DVD Review: ShakespeaRe-Told – Much Ado About Nothing/Macbeth

 

You really put the w into anchorman don’t you”

Another of those random charity shop bargains was this double DVD sets of modern Shakespeare adaptations – ShakespeaRe-Told (I bet that was a smug day when that title was revealed!). The first disc features rewrites of Much Ado About Nothing by David Nicholls and Macbeth by Peter Moffatt shifting the plays to a modern context and employing starry ensemble casts.

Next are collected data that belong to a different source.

PR #73, opened 2026-09-05
Duplicable: per-call only:/except: association selection ("duplicate without line items")

VSN2015:
## Summary

`duplicable_by associations:` fixes the copied graph at class level, but the UI decision is per copy: "Duplicate this invoice — with its line items? [x]". Today that needs a second model or a post-copy `line_items.clear`.

- **`duplicate(overrides = {}, only: nil, except: nil)` / `duplicate!(...)`** — pick which of the macro's `associations:` *this* copy carries: `duplicate!(except: :line_items)`, `duplicate!(only: :tags)`, `duplicate!(only: [])` for a shallow copy. Everything else (`reset:`, `suffix:`, identity blanking, `on_duplicate`) is unchanged.
- **The macro's list is the ceiling** — a per-call name outside it raises naming the declared associations, so a controller param can never smuggle in an association you didn't vet; `only:` with `except:` raises too. Children copied through their own Duplicable rules keep their own lists (top-level filter only; documented).
- **Braceless overrides keep working** — `duplicate!(title: "Q3", except: :note)`: overrides arrive through `**options` under Ruby 3's keyword rules and are merged back into `overrides`, so `only`/`except` are reserved keys (an attribute literally named that goes in a braced Hash — documented). The positional-Hash form `duplicate({ title: "Q4" }, only: :tags)` works as before.

## Changelog entry

```
### Added
- **Duplicable**: `duplicate` / `duplicate!` accept `only:` / `except:` to choose which of the
  declared associations a particular copy carries (`duplicate!(except: :line_items)`,
  `only: []` for a shallow copy). Names outside the macro's allow-list, or both options together,
  raise. Braceless attribute overrides still work.
```

## Test plan

- [x] `spec/concerns/models/duplicable_spec.rb` — 3 new examples: `except:` skips one association while the note/tags copy and the macro list is untouched on the next call; `only:` with a subset and `only: []` shallow copy (suffix still applied); braceless overrides + `except:`, positional-Hash + `only:`, both-options error, undeclared-name error.
- [x] README "Duplicable" section (two new example lines + note) and `docs/concerns/duplicable.md` (method rows, per-copy example, filter-not-extend gotcha).

### DIFF
--- a/lib/concerns_on_rails/models/duplicable.rb
+++ b/lib/concerns_on_rails/models/duplicable.rb
@@ -121,7 +121,7 @@ module ConcernsOnRails
       # literally named that goes in a braced Hash.
       def duplicate(overrides = {}, **options)
         overrides = overrides.merge(options.except(:only, :except))
-        associations = duplicable_selected_associations(options.slice(:only, :except))
+        associations = duplicable_selected_associations(options.slice(:only, :except).compact)
 
         copy = dup
         duplicable_reset_attributes(copy)
@@ -146,13 +146,12 @@ module ConcernsOnRails
       # a controller param can never smuggle in an unvetted association.
       def duplicable_selected_associations(selection)
         declared = self.class.duplicable_config[:associations]
-        only = selection[:only]
-        except = selection[:except]
-        raise ArgumentError, "#{LABEL}: pass either :only or :except, not both" if only && except
-        return declared if only.nil? && except.nil?
+        raise ArgumentError, "#{LABEL}: pass either :only or :except, not both" if selection.size > 1
+        return declared if selection.empty?
 
-        chosen = duplicable_validate_selection!(Array(only || except).map(&:to_sym), declared)
-        only ? declared & chosen : declared - chosen
+        mode, names = selection.first
+        chosen = duplicable_validate_selection!(Array(names).map(&:to_sym), declared)
+        mode == :only ? declared & chosen : declared - chosen
       end
 
       def duplicable_validate_selection!(chosen, declared)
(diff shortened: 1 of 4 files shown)


VSN2015 (commented):
LGTM! Allowing per-call `only:` and `except:` association filters on `duplicate` and `duplicate!` gives callers flexible control over the duplicated association graph without modifying model definitions.

lib/concerns_on_rails/models/duplicable.rb
```diff
@@ -113,26 +113,55 @@ def on_duplicate(_copy); end
...
+      #
+      # `only:` / `except:` pick which of the macro's associations THIS copy
+      # carries (`duplicate!(except: :line_items)`; `only: []` is a shallow
+      # copy). Braceless overrides arrive through **options too (Ruby 3
+      # keyword rules), so `only`/`except` are reserved keys — an attribute
+      # literally named that goes in a braced Hash.
+      def duplicate(overrides = {}, **options)
+        overrides = overrides.merge(options.except(:only, :except))
+        associations = duplicable_selected_associations(options.slice(:only, :except).compact)
+
```
VSN2015, line 125: Resolving associations dynamically per call with `only:` and `except:` provides fine-grained duplication control for user-facing options (e.g. copying templates with or without items).

lib/concerns_on_rails/models/duplicable.rb
```diff
@@ -113,26 +113,55 @@ def on_duplicate(_copy); end
...
         duplicable_reset_attributes(copy)
         duplicable_apply_suffixes(copy)
         overrides.each { |attribute, value| copy.public_send("#{attribute}=", value) }
-        duplicable_copy_associations(copy)
+        duplicable_copy_associations(copy, associations)
         on_duplicate(copy)
         copy
       end
 
       # Persisted deep copy — the copy and its copied children save together
```
VSN2015, line 135: Validating that specified association filters match configured duplicable associations prevents silent failures caused by misspellings.

PR #76, opened 2026-09-05
Storable: where_<key>(value) scopes — query store keys via json_extract / ->> / JSON_EXTRACT

VSN2015:
## Summary

Storable's own docs send users to `store_attribute`/`jsonb_accessor` the moment they need to *find* records by a stored key. Equality on a scalar key is the 90% case and every supported adapter has a JSON function for it, so each key now gets a scope.

- **`where_<accessor>(value)`** per key — `Account.where_theme("dark")`, `Account.active.where_flag_beta(true).where_items_per_page("50")`. Chainable like any scope (implemented with `scope`, delegating to a public class-level builder).
- **Adapter SQL** — SQLite `json_extract(col, '$.key')`; PostgreSQL `(col ->> 'key')` with a `text` column cast via `::jsonb` (json/jsonb columns as-is); MySQL/MariaDB `JSON_UNQUOTE(JSON_EXTRACT(col, '$.key'))`; anything else raises naming the adapter. Column and key are quoted through the connection.
- **Cast like the writer** — the query value goes through the same casting the store uses when writing (`"50"` → `50`, `"19.99"` → the precision-safe decimal string, a `Time` → the UTC ISO8601 string), so what you can write you can find. SQLite compares SQL-native scalars (booleans as `1`/`0`), PostgreSQL/MySQL compare extracted text. To share that logic, the private instance cast helpers moved into a `Storable::Casting` module (`module_function`); the instance methods are now thin wrappers — no behaviour change.
- **`where_<key>(nil)`** matches an unset key, an explicit JSON `null` and a `NULL` column. **Defaults are not queryable** (a never-written key is absent in the DB) — documented, with the nil scope as the way to find those rows.
- `:json` keys raise (equality on a scalar only). The scope name takes part in the macro-time collision check (class-level for `where_`); re-declaring a key still merges.

Only the SQLite path is exercised by the suite (the gem's test DB); the PostgreSQL/MySQL expressions are the documented standard forms and are called out as such in the docs.

## Changelog entry

```
### Added
- **Storable**: `where_<accessor>(value)` scope per key — equality on a stored key via
  `json_extract` (SQLite), `->>` (PostgreSQL; text columns cast to jsonb) or
  `JSON_UNQUOTE(JSON_EXTRACT())` (MySQL). Values are cast as the writer stores them;
  `where_<key>(nil)` matches unset/null; `:json` keys and other adapters raise. Defaults are not
  queryable. Cast helpers extracted into `Storable::Casting` (no behaviour change).
```

## Test plan

- [x] `spec/concerns/models/storable_spec.rb` — 5 new examples: typed filtering on a text store (string, integer incl. `"25"` cast, boolean both ways with a never-written row excluded, float, decimal from BigDecimal and String, datetime); nil semantics (unset + explicit null, chaining with `where`); native `json` column and `prefix:`-affixed accessor; exact SQLite SQL for value and nil plus the `:json` refusal; collision with a pre-existing `where_theme` class method and clean re-declaration merge.
- [x] README "Storable" section (query lines + note replacing the "reach for another gem" bullet) and `docs/concerns/storable.md` (Querying section with adapter table, examples, defaults/equality gotchas).


lib/concerns_on_rails/models/storable.rb
```diff
@@ -138,8 +138,63 @@ def storable_native_hash_column?(column)
...
+        # `where_<accessor>(value)` — equality on one stored key through the
+        # adapter's JSON functions (json_extract / ->> / JSON_EXTRACT), the value
+        # cast exactly as the writer stores it. nil matches an unset key, an
+        # explicit JSON null and a NULL column. Public because scope bodies run
+        # on the relation, which only delegates to public class methods.
+        def storable_where(column, key, value)
+          spec = storable_keys.fetch(column).fetch(key)
+          if spec[:type] == :json
+            raise ArgumentError, "#{LABEL}: where_#{spec[:accessor]}: :json keys are not queryable (equality on a scalar only)"
+          end
```
VSN2015, line 150: Adapting the query syntax for SQLite (`json_extract`), PostgreSQL (`->>`), and MySQL (`JSON_EXTRACT`) ensures seamless portability across database engines.

lib/concerns_on_rails/models/storable.rb
```diff
@@ -241,6 +298,7 @@ def storable_define_key_methods(column, key, spec)
           define_method("#{base}_was") { storable_key_was(column, key) }
           define_method("reset_#{base}") { storable_reset(column, key) }
           define_method("#{base}?") { storable_get(column, key) == true } if spec[:type] == :boolean
```
VSN2015, line 300: Dynamically generating `where_<accessor>` scopes for each declared key makes querying stored JSON fields feel like querying standard ActiveRecord columns.

VSN2015 (commented):
LGTM! Adding `where_<key>` scopes for Storable keys brings much needed queryability to stored JSON attributes without extra gem dependencies.

VSN2015:

```
# PR #76 Storable where_<key> — VERDICT: MERGE-AFTER-FIX — 8 findings
NO INJECTION: column via quote_column_name, table via quoted_table_name, path via quote, value
bound; storable_keys.fetch rejects anything not declared at macro time.
1. [IMPORTANT] storable.rb:173 — storable_queryable_column? never unwraps
   ActiveRecord::Coders::ColumnSerializer, so the CANONICAL Rails 7.1 declaration
   (`serialize :settings, coder: JSON, type: Hash`) is misclassified as non-JSON and the whole
   feature REFUSES to run on a perfectly queryable column. FIX: `coder = coder.coder while
   coder.respond_to?(:coder)`. Spec only covers the YAML coder.
2. [IMPORTANT] storable.rb:158,194 — a blank/non-JSON string in the column makes EVERY where_
   query raise at the adapter (verified on all 3), contradicting Storable's "readers never
   raise / corrupt JSON decodes as {}" contract. Worst on the advertised `where_theme(nil)`,
   whose whole point is finding legacy rows. FIX: json_valid guard on SQLite + document for all
   three adapters (docs currently warn only about PG text).
3. [IMPORTANT] storable.rb:198 + README — MySQL nil semantics wrong BOTH ways:
   JSON_UNQUOTE(JSON_EXTRACT(...)) renders JSON null as the string 'null', so where_theme(nil)
   MISSES explicit nulls and where_theme("null") matches every JSON-null row.
4. [IMPORTANT] storable.rb:207-209 — a value that fails to cast emits a bogus comparison that
   differs per adapter: `= ''` on PG/MySQL (matches empty-string rows), `= NULL` on SQLite
   (matches nothing). FIX: raise ArgumentError (or return none) when Casting.write returns nil
   for a non-nil input.
5. [IMPORTANT] storable.rb:286 — adding where_<accessor> to storable_method_names is
   BACKWARD-INCOMPATIBLE: a model with an existing `def self.where_role` now raises at class
   load on upgrade, and the only escape hatch renames EVERY accessor. FIX: opt-out
   (`query: false`) or warn+skip. Also :296 checks only singleton_class.method_defined?, so a
   private_class_method passes the guard and is silently clobbered.
6. [IMPORTANT] storable.rb:537-547 — Time#utc MUTATES its receiver, so a read-only finder
   mutates the caller's argument; a frozen Time raises FrozenError (not rescued).
   FIX: `coerce_time(value)&.getutc&.iso8601(6)`.
7. [IMPORTANT] storable_spec.rb:439 — `serialize :settings, coder: YAML, type: Hash` is Rails
   7.1+ ONLY syntax; gemspec supports >= 5.0. Green only because CI runs one lockfile version.
8. [IMPORTANT] storable.rb:194,198 — the JSON path `"$.#{key}"` is quoted as a SQL string but
   not escaped as a PATH, and key names are never validated: a key with `.` addresses a nested
   document; a key with `?` breaks sanitize_sql_array's bind-arity check.
```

Much Ado About Nothing has been relocated to a local news station in Dorset where Sarah Parish’s Beatrice is reunited with former colleague Benedick, Damian Lewis sporting an epic moustache – who never quite got round to getting together when they worked together before – on the news desk of Wessex TV. Hero is the weather girl, daughter of the station manager, newly engaged to Claude on the sports desk though Don from Visual Effects has been nurturing an epic crush on her too and so sets about a dastardly plan to break up the engagement.

The newsroom actually works really well as a concept: the inanity of much of local news provides endless comedy moments, the preening vanity of the warring anchors an amusing addition to their characters, and the studio set-up offers an ingenious way to play the gulling scene with hidden microphones. Lewis and Parish spark off each other extremely well especially in a lovely scene studying the deeper meaning of a Shakespearean sonnet and as the younger lovers, Billie Piper and Tom Ellis are sweetly and nerdishly convincing. Derek Riddell’s glowering Don works well as a modern villain, more of a direct rival to Claude for Hero’s affections, which gives him stronger motivation and there are other tweaks to the plot which make it work surprisingly well.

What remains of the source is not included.